This has been a theme, over the past week or so, hasn't it? Mayor Sam Adams and a few city officials spent some time in city council this morning pushing back, once more, against Oregonian coverage.

This time, it was over a story that said the Portland Development Commission, in its latest budget proposal, is sidestepping the city's affordable housing mandate in the Convention Center Urban Renewal Area to pour $20 million into Veterans Memorial Coliseum.

"This budget does not make a decision about that. We do not want to make a decision about that right now, because we're still at the table with private investors," Mayor Adams said in council. "I don't want anyone to assume at this point that public money will go to the coliseum. The headline and other coverage today would lead an average reader to believe otherwise."

But, now, I'd say the complaints ring a little more hollow. Prepare for some minor wonkery. And a trip up onto the soapbox.

The discussion came during the PDC's budget presentation, about when officials were detailing how they would spend some $17 million in redevelopment money on various projects in the urban renewal area. The PDC is proposing just $1.9 million for affordable housing—a far smaller share than the 26 percent city guidelines require—and then nothing in future years.

At the same time, the PDC wants to spend $9 million this year on "Rose Quarter revitalization," followed by $11 million more spread over the next two years.

That vagueness, of course, was what Adams and others seized on when disputing the Oregonian. Votes on how to proceed in the Rose Quarter—and on Memorial Coliseum—are due in the next few months, they argued. Maybe only some of that money might be spent.

As Nick Fish, the city's housing commissioner, asked PDC's boss, Patrick Quinton: "We do not currently have a plan before us that would allocate any money for any particular project involving the coliseum?"

"Correct," Quinton replied.

But that doesn't mean there isn't the intent. As the O notes:

"There's deferred maintenance on the Memorial Coliseum, and the city is asking us to get involved," Julie Cody, the PDC's chief financial officer, said Tuesday. "We have made it very clear to assist with this level of rehabilitation, there would not be money available" for affordable housing. "City Hall is cognizant of that."

Also, what other kinds of capital projects in the Rose Quarter, after all, could reasonably command that kind of investment?
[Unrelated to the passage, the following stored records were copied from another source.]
PR #785, opened 2016-06-10
Python2 removal.

gbin:
A lot of crap all around: try on imports / if PY2/Py3, tests on unicode,
src conversion, travis config, docs ...


.travis.yml
```diff
@@ -11,8 +10,7 @@ before_script:
 
 install:
   - pip install --upgrade pip
-  - pip install -e .
-  - pip install slackclient  # Optional dependency but Slack tests are skipped without it
+  - pip install -e .[slack]
```
zoni: I would leave this the way it was, I think that's a little more clear (and the comment itself is important as well)

zoni:
Aside from the comment above, this looks good in sofar as I can tell.

docs/user_guide/plugin_development/basics.rst
```diff
@@ -140,7 +140,7 @@ Lets go ahead and create ours. Place the following in a file called
     file structure.
 
 Lets look at what this does. We see three sections, `[Core]` ,
-`[Python]` and `[Documentation]`. The `[Core]` section is what tells
+and `[Documentation]`. The `[Core]` section is what tells
```
Ian-Foote:
```
Lets look at what this does. We see two sections, `[Core]` 
and `[Documentation]`. The `[Core]` section is what tells
```

.travis.yml
gbin: I was thinking, maybe another simple test doing `pip install -e .[all]` might be useful to see if the entire dependency tree is still buildable.

PR #787, opened 2016-06-15
New feature: with self.mutable(key) as value:

gbin:
This is a common ugly pattern we make our user do:

```python
d = self['key']
# do somthing with d
self['key'] = d
```

Now they can just do that:

```python
with self.mutable('key') as d:
   # do something on d
```
And d will be saved automatically in the key entry at the end of the
scope.


zoni:
This looks good to me. I do wonder though, should we make this context manager smart enough to include locking so you cannot update the same key with a race condition, or should we leave that up to the end user?

gbin:
implementing locking there might mix 2 problems and might be better handled by the persistence implementation.

PR #793, opened 2016-06-20
Allow flows to be attached to rooms

TooAngel:
Introduce `room_flow` keyword argument on `FlowRoot`. If set to `True`
the flow will be attached to the room. This allows all users in the room
to continue the flow.


gbin:
thx

PR #798, opened 2016-06-25
Allow for disabling slack markdown conversion

harlowja:
When a plugin is being used and that plugin is
only being made to work with slack there is no
need to go through the markdown conversion since
the bot can natively just write the supported
slack format in the first place.

So this allows for that conversion to be turned
off (it is left on by default) via a new RAW_BODY
configuration option.


gbin:
I would prefer to fix our markdown rendering and if something is missing, add a custom extension to it and implement it for the other backends. This option would split the plugins from slack compatible and slack incompatible.
So this is no for this PR.

PR #800, opened 2016-06-26
Implement command shortcuts, by fuzzy matching.

DerFlob:
Allows arbitrary shortcuts of commands, by fuzzy matching them, if no
literal match was found.
The current fuzzy match is a rather naive approach, simply allowing to
omit any character from the command, as long as it stays unambiguous. No
swapping of characters allowed.

### DIFF
--- a/errbot/config-template.py
+++ b/errbot/config-template.py
@@ -371,3 +371,11 @@ REVERSE_CHATROOM_RELAY = {}
 
 # Prevent ErrBot from saying anything if the command is unrecognized.
 # SUPPRESS_CMD_NOT_FOUND = False
+
+# Enable command shortcuts, by fuzzy matching the typed command to the full command names,
+# if no command matches literally.
+# Only an unambiguous match is executed.
+# BOT_COMMAND_SHORTCUTS = True
+
+# Wether or not ErrBot should reply with the expanded command name
+# BOT_COMMAND_SHORTCUTS_EXPANSION_MSG = True
--- a/errbot/core.py
+++ b/errbot/core.py
@@ -270,6 +270,7 @@ class ErrBot(Backend, StoreMixin):
         cmd = None
         command = None
         args = ''
+        ambiguous_shortcut = False
         if not only_check_re_command:
             if len(text_split) > 1:
                 command = (text_split[0] + '_' + text_split[1]).lower()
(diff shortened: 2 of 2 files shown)


gbin:
This is more than just the existing fuzzy match: currently we just ask if the user meant something with a typo, here, it executes command shortcuts. I think it would be better to implement this as a filter plugin.

DerFlob:
Yes, it was supposed to be more than the existing fuzzy matching and notice to the user. I wanted a way easily shortcut existing command. (I'm lazy, when it comes to typing. ;D) Before I often aliased long commands, with a botcmd, that was a shortcut. This is supposed to do it "automatically".

Looking at a filter plugin, I don't think that would work, though? Because filters are only applied, if an actual fully matched command is found? Before I implemented it as an re_botcmd, with a pattern, that always matched. However, this had the disadvantage, that every command was "known" to errbot, and misspelling, that weren't matched by my fuzzy matching, were never processed as an unknown command.

Maybe it might be interesting to look at the return value of _process_command, especially in respect to the blocking of commands by command filters and handling a negative return value of _process_command as an unmatched command?

qlixed:
May I recommend for this the use of [fuzzywuzzy](http://chairnerd.seatgeek.com/fuzzywuzzy-fuzzy-string-matching-in-python/) module? I'm using it to match country names and work great, a quick example:

```
In [1]: from fuzzywuzzy import process

In [2]: command_names = ['test', 'foo', 'bar', 'foobar', 'baz', 'more', 'another', 'one']

In [3]: process.extractBests('ba', command_names, score_cutoff=100)
Out [3]: []

In [6]: process.extractBests('ba', command_names, score_cutoff=90)
Out[6]: [('bar', 90), ('foobar', 90), ('baz', 90)]

In [7]: process.extractBests('bar', command_names, score_cutoff=90)
Out[7]: [('bar', 100), ('foobar', 90)]

In [8]: process.extractBests('bar', command_names, score_cutoff=80)
Out[8]: [('bar', 100), ('foobar', 90)]

In [9]: process.extractBests('bar', command_names, score_cutoff=70)
Out[9]: [('bar', 100), ('foobar', 90)]

In [10]: process.extractBests('bar', command_names, score_cutoff=50)
Out[10]: [('bar', 100), ('foobar', 90), ('baz', 67)]

In [18]: process.extractBests('ba', command_names, score_cutoff=50)
Out[18]: [('bar', 90), ('foobar', 90), ('baz', 90)]

In [19]: process.extractBests('bar', command_names, score_cutoff=50)
Out[19]: [('bar', 100), ('foobar', 90), ('baz', 67)]

In [20]: process.extractOne('bar', command_names, score_cutoff=50)
Out[20]: ('bar', 100)

In [21]: process.extractOne('foo', command_names, score_cutoff=50)
Out[21]: ('foo', 100)
```
You can also pass a dict and you get the output as a tuple of 3 items:
`(dict_item_value, score, dic_item_key)`
For example, searching for 'bird' in the dictionary:   
`{'bard': 'train', 'dog': 'man'}`
may return:    
`[('train', 22, 'bard'), ('man', 0, 'dog')]`

gbin:
It would need maybe to be implemented as a filter plugin or unknown command one

PR #802, opened 2016-06-27
Add slack mrkdwn_in support for cards

harlowja:
Slack api supports telling it that markdown
may be in the title and pretext; if it is not
told this then those do not get rendered correctly.

### DIFF
--- a/errbot/backends/slack.py
+++ b/errbot/backends/slack.py
@@ -555,11 +555,15 @@ class SlackBackend(ErrBot):
         if isinstance(card.to, RoomOccupant):
             card.to = card.to.room
         to_humanreadable, to_channel_id = self._prepare_message(card)
-        attachment = {}
+        attachment = {
+            'mrkdwn_in': [],
+        }
         if card.summary:
             attachment['pretext'] = card.summary
+            attachment['mrkdwn_in'].append('pretext')
         if card.title:
             attachment['title'] = card.title
+            attachment['mrkdwn_in'].append('title')
         if card.link:
             attachment['title_link'] = card.link
         if card.image:


errbot/backends/slack.py
```diff
@@ -555,11 +555,15 @@ def send_card(self, card: Card):
         if isinstance(card.to, RoomOccupant):
             card.to = card.to.room
         to_humanreadable, to_channel_id = self._prepare_message(card)
-        attachment = {}
+        attachment = {
+            'mrkdwn_in': [],
+        }
         if card.summary:
             attachment['pretext'] = card.summary
+            attachment['mrkdwn_in'].append('pretext')
```
gbin: Then it is slack markdown, no errbot mardown, can we convert it correctly ?

harlowja: Huh, this is telling slack that markdown is in the 'pretext' field; if that's errbot markdown that's fine.

```
By default bot message text will be formatted, but attachments are not. To disable formatting on a non-user message, set the mrkdwn property to false. To enable formatting on attachment fields, set the mrkdwn_in array on each attachment to the list of fields to process.
```

https://api.slack.com/docs/message-formatting

gbin: It is not, what Slack calls "markdown" is something weird. The markdown we use on Errbot is defined by the original markdown syntax: http://daringfireball.net/projects/markdown/syntax + some extra from https://pythonhosted.org/Markdown/extensions/extra.html like table and colors.
Whatever the backends defines (ansi like console, IRC colors, xhtml for xmpp, other gitter markdown flavor etc...) we need to convert the errbot format to it do plugins can write in a consistent markdown. So accepting here the weird slack format straight from the plugins will brake ... hipchat for one.

harlowja:
Gotcha, I think this is still needed anyway, even after converting from the errbot markdown to the slack one, otherwise slack won't even render the converted errbot markdown in the first place. But sure I'll try to get around to doing that conversion process (since it looks like the slack conversion process has issues in general anyway).

gbin:
Indeed we really need to revisit https://github.com/errbotio/errbot/blob/master/errbot/rendering/slack.py ! 
Thanks !

PR #804, opened 2016-07-06
Accept multiple admins in BOT_ADMINS string

acaire:
Following on from #461, allow multiple admins to be specified
when converted to a tuple, rather than just one

### DIFF
--- a/errbot/botplugin.py
+++ b/errbot/botplugin.py
@@ -108,7 +108,7 @@ class BotPluginBase(StoreMixin):
         # if BOT_ADMINS is just an unique string make it a tuple for backwards
         # compatibility
         if isinstance(self._bot.bot_config.BOT_ADMINS, str):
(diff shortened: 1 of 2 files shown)


zoni:
Hi @acaire, thanks for the PR. Unfortunately, I don't think this is desirable behavior.

#461 solves a common point of confusion because `("admin")` is interpreted as `"admin"` by Python, so for a single-entry list, one must specify `("admin",)` (note the trailing slash). That's a very subtle thing so easily overlooked, hence this special-casing.

Your change would change the whole semantics however, by automatically splitting on commas within strings. I'm of the opinion that we should stick to the current paradigm of requiring the user to pass in lists/tuples for distinct entries, rather than resorting to "magic" auto-splitting.

This reduces the amount of config-parsing code, provides "one unambiguous way" to do it and keeps it consistent with other config options that take multiple values.

PR #291, opened 2022-02-22
Fix running bench targets.

hanhanW:
The order was broken because of https://github.com/google/iree-llvm-sandbox/commit/72730fc5b8f41b6faf50ae1fb733838802c9cd1c
The PR passes arguments using keyword arguments to fix and prevent this
issue in the future.


nicolasvasilache (approved):
Thanks @hanhanW !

No one, of course, disputed the notion the PDC's budget would dramatically reduce affordable housing spending in the urban renewal area, and that money for "revitalization," no matter how it's parsed, would also increase dramatically.

The mayor tried to fall back on the notion that the PDC was still spending more than 30 percent of its money on affordable housing across the whole city. He said that's primarily what the URA-specific targets are trying to get the city to do.

Fish, at least, insisted that the council have a substantive discussion about whether it makes sense to change policy in one area and, if so, should the council find $6 million more in another URA to keep the city's spending on housing from slipping even a little.

Here's why even that might not be good enough: Gentrification. By ignoring the district-specific targets, the city could concentrate affordable housing in certain areas and gentrify others. Honoring them means the city must ensure that its renewal efforts don't outprice everyone in a depressed neighborhood.

And if it works once, hell, why not do it again.